*** Supplied material Section Begins ***

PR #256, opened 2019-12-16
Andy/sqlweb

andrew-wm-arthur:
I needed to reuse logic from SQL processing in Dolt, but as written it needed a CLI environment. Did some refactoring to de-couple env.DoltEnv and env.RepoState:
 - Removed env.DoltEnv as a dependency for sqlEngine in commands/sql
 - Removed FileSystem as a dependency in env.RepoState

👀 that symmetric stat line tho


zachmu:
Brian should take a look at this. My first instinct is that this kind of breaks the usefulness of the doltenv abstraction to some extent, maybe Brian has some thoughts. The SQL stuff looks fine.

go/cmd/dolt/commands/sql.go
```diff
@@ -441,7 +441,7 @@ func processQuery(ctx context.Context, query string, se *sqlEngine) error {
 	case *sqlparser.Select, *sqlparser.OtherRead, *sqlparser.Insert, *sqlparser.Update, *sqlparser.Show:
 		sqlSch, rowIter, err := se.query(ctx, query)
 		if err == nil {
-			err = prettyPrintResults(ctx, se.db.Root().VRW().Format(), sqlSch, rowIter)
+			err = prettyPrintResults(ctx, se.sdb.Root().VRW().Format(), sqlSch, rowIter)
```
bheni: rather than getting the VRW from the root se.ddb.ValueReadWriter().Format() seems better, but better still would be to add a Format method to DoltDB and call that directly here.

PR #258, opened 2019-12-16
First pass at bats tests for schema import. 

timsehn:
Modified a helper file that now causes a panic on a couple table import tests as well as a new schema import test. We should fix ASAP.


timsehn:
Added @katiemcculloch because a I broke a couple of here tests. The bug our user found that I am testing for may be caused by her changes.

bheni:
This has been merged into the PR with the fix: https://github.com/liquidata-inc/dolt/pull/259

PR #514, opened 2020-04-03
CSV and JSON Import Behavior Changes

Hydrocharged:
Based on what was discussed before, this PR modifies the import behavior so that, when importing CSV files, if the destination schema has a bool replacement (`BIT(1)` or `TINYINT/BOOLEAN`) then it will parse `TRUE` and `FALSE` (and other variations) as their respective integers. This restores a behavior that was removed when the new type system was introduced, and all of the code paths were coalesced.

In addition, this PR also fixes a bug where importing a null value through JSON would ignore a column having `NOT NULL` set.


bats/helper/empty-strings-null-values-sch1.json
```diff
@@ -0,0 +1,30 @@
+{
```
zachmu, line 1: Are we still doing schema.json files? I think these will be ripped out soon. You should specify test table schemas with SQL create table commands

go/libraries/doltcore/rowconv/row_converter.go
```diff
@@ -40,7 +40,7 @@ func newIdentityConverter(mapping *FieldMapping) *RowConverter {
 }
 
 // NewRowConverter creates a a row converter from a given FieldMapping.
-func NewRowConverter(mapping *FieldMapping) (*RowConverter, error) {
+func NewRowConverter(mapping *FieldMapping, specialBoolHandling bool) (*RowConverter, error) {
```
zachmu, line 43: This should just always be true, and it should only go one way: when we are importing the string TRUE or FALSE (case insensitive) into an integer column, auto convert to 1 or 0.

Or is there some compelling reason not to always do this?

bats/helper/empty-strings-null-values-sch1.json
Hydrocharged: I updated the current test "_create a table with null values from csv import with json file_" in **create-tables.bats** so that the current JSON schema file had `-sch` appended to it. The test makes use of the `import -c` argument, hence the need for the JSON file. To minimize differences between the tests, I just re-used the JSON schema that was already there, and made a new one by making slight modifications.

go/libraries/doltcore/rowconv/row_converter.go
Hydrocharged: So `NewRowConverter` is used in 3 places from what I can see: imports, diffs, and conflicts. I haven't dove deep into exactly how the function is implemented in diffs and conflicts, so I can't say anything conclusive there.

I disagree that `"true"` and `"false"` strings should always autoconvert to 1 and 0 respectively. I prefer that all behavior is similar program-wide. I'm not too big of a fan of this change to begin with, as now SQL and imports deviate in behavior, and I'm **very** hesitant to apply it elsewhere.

*** Supplied material Section Ends ***

**Your instructions**
Needed here are the exact lines from the start of the material through the line that contains "I needed to", and no others.

**Response below**
PR #256, opened 2019-12-16
Andy/sqlweb

andrew-wm-arthur:
I needed to reuse logic from SQL processing in Dolt, but as written it needed a CLI environment. Did some refactoring to de-couple env.DoltEnv and env.RepoState:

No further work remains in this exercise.